• TASK INSTRUCTIONS: Repeat the entries below exactly. Begin with the first line and end with the line that contains "### Implementation Notes".

• MATERIALS PROVIDED:

== Segment start ==

PR #5685, opened 2025-12-18
[Kernels] Migrate CPU matmul kernels from LegacyUnsafePointer to UnsafePointer

### LINKED ISSUE #5670: [Feature Request] Migrate `kernels/src/linagl/matmul/cpu` off of `LegacyUnsafePointer`.
### Review Mojo's priorities

### What is your request?

See [parent issue](https://github.com/modular/modular/issues/5665)

The following kernel files should be migrated off of `LegacyUnsafePointer`. (complexity noted next to file)

```
linalg/matmul/cpu/apple_accelerate.mojo (Medium)
linalg/matmul/cpu/default.mojo (Medium)
linalg/matmul/cpu/i8mm.mojo (Medium)
linalg/matmul/cpu/impl.mojo (Low)
linalg/matmul/cpu/neon.mojo (Medium)
linalg/matmul/cpu/vnni.mojo (Medium)
```

`LegacyUnsafePointer` is going to be deprecated and removed.

### Any other details?

_No response_

KrxGu:
Fixes #5670

This PR migrates the CPU matmul kernel implementations to use the new `UnsafePointer` API, removing the deprecated `LegacyUnsafePointer` alias.

### Changes
Updated 6 files in `max/kernels/src/linalg/matmul/cpu/`:
- `impl.mojo` - Core matmul orchestration
- `apple_accelerate.mojo` - Apple Accelerate BLAS wrapper
- `default.mojo` - Default CPU microkernel
- `i8mm.mojo` - ARM i8mm instruction microkernel
- `neon.mojo` - ARM NEON microkernel
- `vnni.mojo` - x86 VNNI microkernel

### Implementation Notes
The new `UnsafePointer` API requires explicit mutability (`mut=True/False`) and origin tracking. Where needed for compatibility with unmigrated code (like `_Accumulator`) and FFI interfaces, we use `rebind[]` to convert between pointer types.

### Testing
- All matmul tests pass
- Code formatted with `bazelw run //bazel/lint:format`

### DIFF
--- a/max/kernels/src/linalg/matmul/cpu/apple_accelerate.mojo
+++ b/max/kernels/src/linalg/matmul/cpu/apple_accelerate.mojo
@@ -13,7 +13,6 @@
 
 from collections import OptionalReg
 from math import fma
-from memory import LegacyUnsafePointer as UnsafePointer
 from os import abort
 from sys import CompilationTarget, simd_width_of
 from sys.ffi import _get_dylib_function as _ffi_get_dylib_function
@@ -46,12 +45,12 @@ comptime cblas_gemm_type = fn (
     Int32,
     Int32,
     Float32,
-    UnsafePointer[Float32],
+    LegacyUnsafePointer[Float32],
     Int32,
-    UnsafePointer[Float32],
+    LegacyUnsafePointer[Float32],
     Int32,
     Float32,
-    UnsafePointer[Float32],
+    LegacyUnsafePointer[Float32],
     Int32,
 ) -> None
 
@@ -187,12 +186,12 @@ fn _cblas_f32[
         n,
         k,
         alpha,
-        rebind[UnsafePointer[Float32]](a_ptr),
+        rebind[LegacyUnsafePointer[Float32]](a_ptr),
         lda,
-        rebind[UnsafePointer[Float32]](b_ptr),
+        rebind[LegacyUnsafePointer[Float32]](b_ptr),
         ldb,
         beta,
-        rebind[UnsafePointer[Float32]](c_ptr),
+        rebind[LegacyUnsafePointer[Float32]](c_ptr),
         ldc,
     )
 
@@ -261,14 +260,16 @@ fn apple_gemv[
     var N = b.dim[0]() if transpose_b or b_packed else b.dim[1]()
 
     var transposed_b = NDBuffer[b.type, 2, MutAnyOrigin]()
-    var transposed_b_ptr = UnsafePointer[Scalar[b.type]]()
+    var transposed_b_ptr = LegacyUnsafePointer[Scalar[b.type]]()
 
     # If both b_packed and transpose_b are False, we need to transpose B at
     # runtime (which is suboptimal, but enables faster gemv below).
     @parameter
     if b_packed == False and not transpose_b:
         var transposed_b_shape = Index(b.dim[1](), b.dim[0]())
-        transposed_b_ptr = UnsafePointer[Scalar[b.type]].alloc(b.num_elements())
+        transposed_b_ptr = LegacyUnsafePointer[Scalar[b.type]].alloc(
+            b.num_elements()
+        )
         transposed_b = NDBuffer[b.type, 2](transposed_b_ptr, transposed_b_shape)
 
         pack_b_ndbuffer[
@@ -377,15 +378,15 @@ fn apple_matmul[
             ldc,
             alpha,
             beta,
-            rebind[UnsafePointer[Float32, address_space = c.address_space]](
-                c.data
-            ),
-            rebind[UnsafePointer[Float32, address_space = a.address_space]](
-                a.data
-            ),
-            rebind[UnsafePointer[Float32, address_space = b.address_space]](
-                b.data
-            ),
+            rebind[
+                LegacyUnsafePointer[Float32, address_space = c.address_space]
+            ](c.data),
+            rebind[
+                LegacyUnsafePointer[Float32, address_space = a.address_space]
+            ](a.data),
+            rebind[
+                LegacyUnsafePointer[Float32, address_space = b.address_space]
+            ](b.data),
         )
 
         @parameter
--- a/max/kernels/src/linalg/matmul/cpu/apple_accelerate.mojo
+++ b/max/kernels/src/linalg/matmul/cpu/apple_accelerate.mojo
@@ -13,6 +13,7 @@
 
 from collections import OptionalReg
 from math import fma
+from memory import alloc
 from os import abort
 from sys import CompilationTarget, simd_width_of
 from sys.ffi import _get_dylib_function as _ffi_get_dylib_function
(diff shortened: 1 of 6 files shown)


KrxGu:
@NathanSWard Hi! I've updated the CPU matmul kernels to use the new `UnsafePointer` API as discussed in #5670. 

The migration keeps `_Accumulator` using `LegacyUnsafePointer` for now and uses `rebind[]` at the interop points. All tests are passing.

CI all green. Good To Merge!!
Let me know if you'd prefer a different approach or if there's anything that needs adjustment. Happy to make changes!

abduld (approved):

max/kernels/src/linalg/matmul/cpu/i8mm.mojo
```diff
@@ -102,12 +102,16 @@ struct LoadStore_i8mm[
     @always_inline
     fn _store_c_tile(
         mut self,
-        c_ptr: UnsafePointer[Scalar[Self.dtype]],
+        c_ptr: UnsafePointer[mut=True, Scalar[Self.dtype], **_],
```
NathanSWard, line 105:
```suggestion
        c_ptr: UnsafePointer[mut=True, Scalar[Self.dtype]],
```

No need to add the `**_` syntax here as the previous pointer had it's address space bound to `GENERIC`.

max/kernels/src/linalg/matmul/cpu/i8mm.mojo
```diff
@@ -102,12 +102,16 @@ struct LoadStore_i8mm[
...
         c_stride: Int,
         tile_n_idx: Int,
         c_bound: IndexList[2],
     ):
-        var c_ptr_loc = c_ptr.offset(tile_n_idx)
+        # Convert to LegacyUnsafePointer for partial_simd_store compatibility
+        var c_ptr_legacy = rebind[LegacyUnsafePointer[Scalar[Self.dtype]]](
```
NathanSWard: **question**
Do we have to convert this to a `LegacyUnsafePointer`? Even though `partial_simd_store` takes a `LegacyUnsafePointer`, you _should_ be able to pass an `UnsafePointer` to it without any needed explicit conversions.

max/kernels/src/linalg/matmul/cpu/impl.mojo
```diff
@@ -388,7 +388,7 @@ struct TiledMatmul[
     #  need to remap every time K and kernel_cols changes.
     fn _view_buffer_as(
         self,
-        b_packed_ptr: UnsafePointer[Scalar[Self.b_type]],
+        b_packed_ptr: UnsafePointer[Scalar[Self.b_type], **_],
```
NathanSWard, line 391:
```suggestion
        b_packed_ptr: UnsafePointer[Scalar[Self.b_type]],
```
Ditto here, no need to unbind the `address_space` parameter :)

max/kernels/src/linalg/matmul/cpu/impl.mojo
```diff
@@ -595,9 +595,9 @@ fn _matmul_cpu_impl[
         comptime alignment = align_of[SIMD[c.type, simd_size]]()
         var kh = align_up(k, 8)
         var mh = align_up(m, 2)
-        var a_packed_ptr = UnsafePointer[Scalar[a.type]]()
+        var a_packed_ptr = LegacyUnsafePointer[Scalar[a.type]]()
         if use_i8mm:
-            a_packed_ptr = UnsafePointer[Scalar[a.type]].alloc(
+            a_packed_ptr = LegacyUnsafePointer[Scalar[a.type]].alloc(
                 mh * kh, alignment=alignment
             )
```
NathanSWard: Ideally these should also be updated to use the new `UnsafePointer` and `alloc` methods.
```mojo
var a_packed_ptr = UnsafePointer[Scalar[a.type], MutOrigin.external]()
if use_i8mm:
    a_packed_ptr = alloc[Scalar[a.type]](mh * kh, alignment=alignment)
```

max/kernels/src/linalg/matmul/cpu/neon.mojo
```diff
@@ -141,7 +141,7 @@ struct Inner_matmul_neon(InnerMatmulKernel, Movable):
                 acc.init(0)
             else:
                 acc.load(
-                    rebind[UnsafePointer[Scalar[c.dtype]]](c_ptr),
+                    rebind[LegacyUnsafePointer[Scalar[c.dtype]]](c_ptr),
```
NathanSWard, line 144: **questions**
Just double checking that the `rebind` is necessary here and we can't just pass `c_ptr` directly?

max/kernels/src/linalg/matmul/cpu/apple_accelerate.mojo
```diff
@@ -261,14 +260,16 @@ fn apple_gemv[
...
 
     # If both b_packed and transpose_b are False, we need to transpose B at
     # runtime (which is suboptimal, but enables faster gemv below).
     @parameter
     if b_packed == False and not transpose_b:
         var transposed_b_shape = Index(b.dim[1](), b.dim[0]())
-        transposed_b_ptr = UnsafePointer[Scalar[b.type]].alloc(b.num_elements())
+        transposed_b_ptr = LegacyUnsafePointer[Scalar[b.type]].alloc(
+            b.num_elements()
+        )
```
NathanSWard: Ditto using `UnsafePointer` and the free standing `alloc` function.

NathanSWard (changes requested):

max/kernels/src/linalg/matmul/cpu/neon.mojo
KrxGu: The rebind is necessary here because _Accumulator in accumulate.mojo still uses `from memory import LegacyUnsafePointer as UnsafePointer`. The load() and store() methods expect LegacyUnsafePointer, so we need to convert from the new UnsafePointer.

If _Accumulator gets migrated to the new API in the future, we can remove these rebind calls.

max/kernels/src/linalg/matmul/cpu/i8mm.mojo
KrxGu: Thanks for the review! I tried removing the **_ syntax, but ran into type inference issues. The functions receive pointers from LayoutTensor[mut=True, **_] which has a generic origin, and without **_ the compiler can't infer the origin parameter at call sites. 

I kept the **_ syntax for now - let me know if there's a better pattern I should use!

NathanSWard: Ahh intersting, thanks for pointing that out!

NathanSWard:
!sync

max/kernels/src/linalg/matmul/cpu/neon.mojo
soraros: I thought we have two-way implicit conversion between the two types?

max/kernels/src/linalg/matmul/cpu/i8mm.mojo
soraros: Is this fix, which relaxes the API as a side effect, really correct? Shouldn't we instead origin-cast the pointer obtained from the LayoutTensor?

== Segment end ==

• EXERCISE ANSWER:
PR #5685, opened 2025-12-18
[Kernels] Migrate CPU matmul kernels from LegacyUnsafePointer to UnsafePointer

### LINKED ISSUE #5670: [Feature Request] Migrate `kernels/src/linagl/matmul/cpu` off of `LegacyUnsafePointer`.
### Review Mojo's priorities

### What is your request?

See [parent issue](https://github.com/modular/modular/issues/5665)

The following kernel files should be migrated off of `LegacyUnsafePointer`. (complexity noted next to file)

```
linalg/matmul/cpu/apple_accelerate.mojo (Medium)
linalg/matmul/cpu/default.mojo (Medium)
linalg/matmul/cpu/i8mm.mojo (Medium)
linalg/matmul/cpu/impl.mojo (Low)
linalg/matmul/cpu/neon.mojo (Medium)
linalg/matmul/cpu/vnni.mojo (Medium)
```

`LegacyUnsafePointer` is going to be deprecated and removed.

### Any other details?

_No response_

KrxGu:
Fixes #5670

This PR migrates the CPU matmul kernel implementations to use the new `UnsafePointer` API, removing the deprecated `LegacyUnsafePointer` alias.

### Changes
Updated 6 files in `max/kernels/src/linalg/matmul/cpu/`:
- `impl.mojo` - Core matmul orchestration
- `apple_accelerate.mojo` - Apple Accelerate BLAS wrapper
- `default.mojo` - Default CPU microkernel
- `i8mm.mojo` - ARM i8mm instruction microkernel
- `neon.mojo` - ARM NEON microkernel
- `vnni.mojo` - x86 VNNI microkernel

### Implementation Notes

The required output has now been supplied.